Exercise prompt — Scan the entries that follow and copy out every line containing "alexytsu".

▼

Issue #1779, opened 2023-05-18
Generics and transmutation make replacing Kernel very difficult


anorth:
@alexytsu and I are improving tooling for benchmarking and profiling native actors on the FVM (see https://github.com/anorth/fvm-workbench and https://github.com/filecoin-project/builtin-actors/issues/1236). We've run into great difficulty attempting to fake out expensive VM intrinsic operations like proof verification, the `CryptoOps` trait of `Kernel`.

We can the `DefaultKernel` and delegate most methods...
```
pub struct BenchKernel<B: Blockstore + 'static> {
    kernel: DefaultKernel<DefaultCallManager<DefaultMachine<B, FakeExterns>>>,
    // ...
}
let executor = DefaultExecutor::<BenchKernel<B>>::new(EnginePool::new_default(engine_conf)?, machine)?;
```
... but this  is only effective for the top-level call. [During a sub-call](https://github.com/filecoin-project/ref-fvm/blob/f4f3f340ba29b3800cd8272e34023606def23855/fvm/src/kernel/default.rs#L395), the wrapped `DefaultKernel` specifies a static `Self` as a type parameter to `CallManger::send`. No instance reference is passed (and indeed the kernel later consumes itself).

```
    let result = self.call_manager.with_transaction(|cm| {
        cm.send::<Self>(
            from, *recipient, method, params, value, gas_limit, read_only,
        )
    })?;
```

The `Kernel` trait specifies a `new()` constructor, and the call manager later uses that to construct a new kernel for the subcall, but it always constructs `DefaultKernel`.

With reference to some code in the conformance testing package, we tried also wrapping the CallManger so as to specify our own `BenchKernel` as `Self` instead, also replacing `with_transaction` to do a [funky transmutation](https://github.com/filecoin-project/ref-fvm/blob/f4f3f340ba29b3800cd8272e34023606def23855/testing/conformance/src/vm.rs#L236-L250). This also isn't doing the job. When the `DefaultCallManager` instantiates a Kernel inside send_resolved it passes itself in. Therefore, when the first Kernel is created, we get a `BenchKernel<DefaultCallManager>` rather than a `BenchKernel<BenchCallManager>` as needed. It looks like for the `BenchCallManager` to intercept this it would need to re-implement that entire call stack
`CallManager::send -> DefaultCallManager::send_unchecked -> DefaultCallManager::send_resolved`.

[...]

PR #1780, opened 2023-05-19
Add type parameter to Kernel::send specifying type for receiving kernel

anorth:
This type parameter supports a kernel to be wrapped, and have the wrapped type also be instantiated on the other side of the send. Something like this is necessary to support injecting kernel behaviour for testing.

@alexytsu and I couldn't get the TestKernel/TestCallManager pattern to work from github.com/anorth/fvm-workbench (where we need to fake out proof verification, and long term wish to be able to inject arbitrary kernel behaviour). This new scheme avoids the coupled TestCallManager and associated funky transmutation.

It's limited in that, unless we can figure out the right type constraints, a TestCallManager itself can't be wrapped, because it ignores the type parameter provided to it.

This is a partial resolution of #1779 (we're unblocked for now). But as noted there, still very limited because there's no facility for dynamic behaviour of an injected kernel. The kernel is constructed internally and short-lived. Passing a kernel construction method (i.e. factory) at runtime would be far more flexible.

### DIFF
--- a/fvm/src/kernel/default.rs
+++ b/fvm/src/kernel/default.rs
@@ -111,6 +111,70 @@ where
     fn machine(&self) -> &<Self::CallManager as CallManager>::Machine {
         self.call_manager.machine()
     }
+
+    fn send<K: Kernel<CallManager = C>>(
+        &mut self,
+        recipient: &Address,
+        method: MethodNum,
+        params_id: BlockId,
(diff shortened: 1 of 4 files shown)


Stebalien (approved):
I wish there were a better way... but this definitely makes testing easier.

▲

Task output —
@alexytsu and I are improving tooling for benchmarking and profiling native actors on the FVM (see https://github.com/anorth/fvm-workbench and https://github.com/filecoin-project/builtin-actors/issues/1236). We've run into great difficulty attempting to fake out expensive VM intrinsic operations like proof verification, the `CryptoOps` trait of `Kernel`.
@alexytsu and I couldn't get the TestKernel/TestCallManager pattern to work from github.com/anorth/fvm-workbench (where we need to fake out proof verification, and long term wish to be able to inject arbitrary kernel behaviour). This new scheme avoids the coupled TestCallManager and associated funky transmutation.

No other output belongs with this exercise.